Coffee. If time permits, the tourist will surely enjoy a visit to a great coffee plantation. There are none in the immediate vicinity of SÃo Paulo, but it is a pleasant journey of 80 miles to the city of Campinas, in the vicinity of which are fazendas galore. This is one of the oldest and most flourishing towns of the State, with a population of about 50,000, modern and prosperous, well paved and lighted, with good schools and a fine large Cathedral.

The State of SÃo Paulo now furnishes one-fourth of the world’s coffee supply and this section is one of the largest producing districts in Brazil. Near Campinas, the great fazenda of Baron Geraldo de Rezende will charm the favored visitor. A magnificent house and gardens, with a splendid collection of rare orchids and 800 varieties of roses, are a not unnatural possession of the owner of half a million coffee trees. A much vaster estate but too remote for many travelers to inspect is that of the coffee king of the world, Col. Francisco Schmidt. Coming as a colonist to this state he has achieved a success of which one might well be proud. Of the 700,000,000 trees in the State, Col. Schmidt owns more than one per cent, 7½ million. On the various plantations live 8000 people, contented and prosperous; a school is provided for each village. The soil and climate of SÃo Paulo are so well adapted to this industry that the crop is several times as heavy to the acre as in most other coffee growing countries. A family of three or four persons can take care of 10,000 trees and by cultivating other agricultural products at the same time could live on the proceeds.

COFFEE FAZENDA

COFFEE TREE

In 1817 the first shipment of coffee was made from Brazil, about 6000 bags; in 1906, 13 million bags were exported, 10 million being the average. The consumption of coffee in recent years has wonderfully increased. Though generally considered less injurious than tea, both should be utterly tabooed to children and young people. To persons of mature years who have not taken it earlier to their injury, its moderate use may not be harmful, in some cases may even be beneficial. In humid climates it seems to be used freely with less ill effects than in a dry and bracing air, where habitual stimulant of any sort may be undesirable.

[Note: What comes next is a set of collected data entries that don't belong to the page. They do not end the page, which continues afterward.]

PR #885, opened 2019-08-19
Security fix for UI auto refresh

aktivk:
Currently UI event bus only accepts basic auth token to verify tenant information and this fix will also work with oauth2 based token


schabdo:
@hawkbit-bot verify please

schabdo:
@aktivk thanks a lot for your contribution! Seems like you haven't signed the ECA. Please do so otherwise we can't accept your contribution

schabdo:
Thanks 👍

Although famed for its coffee, SÃo Paulo can produce almost anything else: rice, sugar, cotton, tobacco, tea, cocoa, wheat, corn, sweet potatoes, other vegetables, and fodder plants are among its products. Of these, the marmallade de cavallo, is called the most nutritious of fodder plants known.

From SÃo Paulo to Rio the journey may be made by land or sea. If going by rail, one may be advised to take the night train, on the ground that there is nothing to see, that it will be dusty, and that the ride of 12 hours is a long and fatiguing day’s journey; the distance is about 310 miles. Also a day is thus gained to spend either at SÃo Paulo or Rio. On the other hand, some persons who have made the trip by daylight speak of it with enthusiasm. In the early morning one passes on gentle slopes fields of glossy green coffee trees, groves of oranges, jungles of palms and bananas, with enormous clumps of feathery bamboo, and little towns on the hillsides. At the stations are women selling fruit, and negro boys with trays of tiny cups of black coffee, hot and sweetened. After a while an alluring stream is passed, with pleasant towns. Midday is hot and dusty. Farther on are reddish grassy slopes and in climbing the wooded ridge many cattle may be visible. Higher ascends the train, the valleys are blue below: delightful scenes are on every hand, mountains abrupt and fantastic appear. Yet ever there is soft rich verdure; at last comes swift descent towards a panorama of wonderful loveliness. At dusk the train rolls into Rio, where, says the Involuntary Chaperone, “All the dreams come true.”